I need help with these questions.

QUESTION. How does a disclaimer report due to scope limitation differ from adverse report due to Non-GAAP?

QUESTION. You hired a local auditor to perform a material part of the financial

statements. The local auditor did a good job, and reported back to you, the principal auditor, that she found material -- but not highly material -- misstatements in the part she audited. You do not have a sample report in the file (the handout) I sent to you. You have to draft a report to give your audit opinion as the principal auditor. Assuming that you did not find any material misstatements in the part you audited, discuss how many paragraphs you would use in your draft and how each paragraph would differ from that of the standard report.

'Report of Independent Registered Public Accounting Firm':

To the shareholders and the board of directors of X Company

Opinion on the Financial Statements

We have audited the accompanying balance sheets of X Company (the "Company") as of December 31, 20X2 and 20X1, the related statements of [titles of the financial statements, e.g., income, comprehensive income, stockholders' equity, and cash flows], for each of the three years in the period ended December 31, 20X2, and the related notes [and schedules] (collectively referred to as the "financial statements"). In our opinion, the financial statements present fairly, in all material respects, the financial position of the Company as of [at] December 31, 20X2 and 20X1, and the results of its operations and its cash flows for each of the three years in the period ended December 31, 20X2, in conformity with [the applicable financial reporting framework].

Basis for Opinion

These financial statements are the responsibility of the Company's management. Our responsibility is to express an opinion on the Company's financial statements based on our audits. We are a public accounting firm registered with the Public Company Accounting Oversight Board (United States) ("PCAOB") and are required to be independent with respect to the Company in accordance with the U.S. federal securities laws and the applicable rules and regulations of the Securities and Exchange Commission and the PCAOB.

We conducted our audits in accordance with the standards of the PCAOB. Those standards require that we plan and perform the audit to obtain reasonable assurance about whether the financial statements are free of material misstatement, whether due to error or fraud. Our audits included performing procedures to assess the risks of material misstatement of the financial statements, whether due to error or fraud, and performing procedures that respond to those risks. Such procedures included examining, on a test basis, evidence regarding the amounts and disclosures in the financial statements. Our audits also included evaluating the accounting principles used and significant estimates made by management, as well as evaluating the overall presentation of the financial statements. We believe that our audits provide a reasonable basis for our opinion.

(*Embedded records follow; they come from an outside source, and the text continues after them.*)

PR #3578, opened 2020-09-28
fix #3577 chore: Use pip installer to speed up build times

### LINKED ISSUE #3577: Improve build speed with poetry export
`poetry install` is noticeably slower than `pip install`, on my local machine for Experimenter it comes out to:

`poetry install`: 3m
`pip install`: 50s

So I as just reading through https://github.com/python-poetry/poetry/issues/338 and someone suggested doing

`poetry export -f requirements.txt --dev | pip install -r /dev/stdin`

See: https://github.com/python-poetry/poetry/issues/338#issuecomment-546813466

So let's do that until their new parallel installer:

https://github.com/python-poetry/poetry/pull/2595

is released.

┆Issue is synchronized with this [Jira Task](https://jira.mozilla.com/browse/EXP-361)
┆Issue Number: EXP-361

jaredlockhart:
Because

* poetry install takes significantly longer to install python packages

This commit

* Uses poetry to generate a requirements file and then uses pip to actually install everything
* I made a node that we should revert this when the new parallel poetry installer comes out

### DIFF
--- a/app/Dockerfile
+++ b/app/Dockerfile
@@ -35,7 +35,8 @@ RUN curl -sSL https://raw.githubusercontent.com/python-poetry/poetry/master/get-
 ENV PATH "/root/.poetry/bin:${PATH}"
 RUN poetry config virtualenvs.create false
 COPY poetry.lock pyproject.toml ./
-RUN poetry install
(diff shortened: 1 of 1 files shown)


bbangert (approved):
Mmmm, faster installs....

Critical Audit Matters [if applicable]

The critical audit matters communicated below are matters arising from the current period audit of the financial statements that were communicated or required to be communicated to the audit committee and that: (1) relate to accounts or disclosures that are material to the financial statements and (2) involved our especially challenging, subjective, or complex judgments. The communication of critical audit matters does not alter in any way our opinion on the financial statements, taken as a whole, and we are not, by communicating the critical audit matters below, providing separate opinions on the critical audit matters or on the accounts or disclosures to which they relate.

[Include critical audit matters]

[Signature]

We have served as the Company's auditor since [year].

[City and State or Country]

[Date]

An example of a qualified opinion related to a scope limitation concerning an investment in a foreign affiliate :

Opinion on the Financial Statements

We have audited the accompanying balance sheets of X Company (the "Company") as of December 31, 20X2 and 20X1, the related statements of [titles of the financial statements, e.g., income, comprehensive income, stockholders' equity, and cash flows] for each of the years then ended, and the related notes [and schedules] (collectively referred to as the "financial statements"). In our opinion, except for the effects of the adjustments, if any, as might have been determined to be necessary had we been able to examine evidence regarding the foreign affiliate investment and earnings, as described below, the financial statements present fairly, in all material respects, the financial position of the Company as of December 31, 20X2 and 20X1, and the results of its operations and its cash flows for the years then ended in conformity with accounting principles generally accepted in the United States of America.

We were unable to obtain audited financial statements supporting the Company's investment in a foreign affiliate stated at $_______ and $_______ at December 31, 20X2 and 20X1, respectively, or its equity in earnings of that affiliate of $_______ and $_______, which is included in net income for the years then ended as described in Note X to the financial statements; nor were we able to satisfy ourselves as to the carrying value of the investment in the foreign affiliate or the equity in its earnings by other auditing procedures.

Basis for Opinion

These financial statements are the responsibility of the Company's management. Our responsibility is to express an opinion on the Company's financial statements based on our audits. We are a public accounting firm registered with the Public Company Accounting Oversight Board (United States) ("PCAOB") and are required to be independent with respect to the Company in accordance with the U.S. federal securities laws and the applicable rules and regulations of the Securities and Exchange Commission and the PCAOB.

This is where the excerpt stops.